Description: ``A
bank teller has a vault that must be opened every day. The bank employs
three senior tellers, but they do not want to trust any individual with
the key combination. Hence, they would like a system whereby any two of
the three senior tellers can gain access to the vault.'' (example by Gopalakrishnan
and Stinson, "Applications of designs to cryptography", The CRC Handbook
of Combinatorial Designs, 1996).
In general, partial information (shadows) should be shared among w
participants,
so that any t participants together can compute
a key to a secret information, but no group with t-1
participants can. A (t,w,v)-threshold
scheme is a way of distributing v shadows
in this way, and the threshold scheme is perfect if it has the additional
property that no group of t-1 participants
can conspire to determine any partial information regarding the key.
The bank teller example requires a (2,3,v)-threshold
scheme for suitable v (the larger the number
of possible shadows, the larger the number of possible keys). We will look
at the construction of a perfect (3,3,v)-threshold
scheme for arbitrarily large v.
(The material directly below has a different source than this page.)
PR #6980, opened 2014-01-28
Update fs.readdir with JSDoc comment

gandazgul:
If I do this kind of comments on all public methods would you merge them in?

This threshold scheme has v
possible shadows and v-2 keys; as described
above, the
3 people can put their shadows
together to discover the key, but if 2 people put their shadows together,
any of the
v-2 keys are equally likely to
be the secret key.
In this project, you are going to study threshold schemes in general
and implement a particular one, namely a (3,3,v)-threshold
scheme based on a combinatorial construction by Wilson (see: Stinson and
Vanstone, "A combinatorial approach to threshold schemes", SIAM J. Disc.
Math. 1 (1988)). You are going to write two main tools. The first one will
produce a complete (3,3,v)-threshold
scheme, given a suitable v. The second tool
will efficiently calculate the key, given 3
shadows and suitable v, in average time O(1).
The construction uses arithmetic module p (for p a prime number), so you
will have to implement basic arithmetic in a finite field of prime order.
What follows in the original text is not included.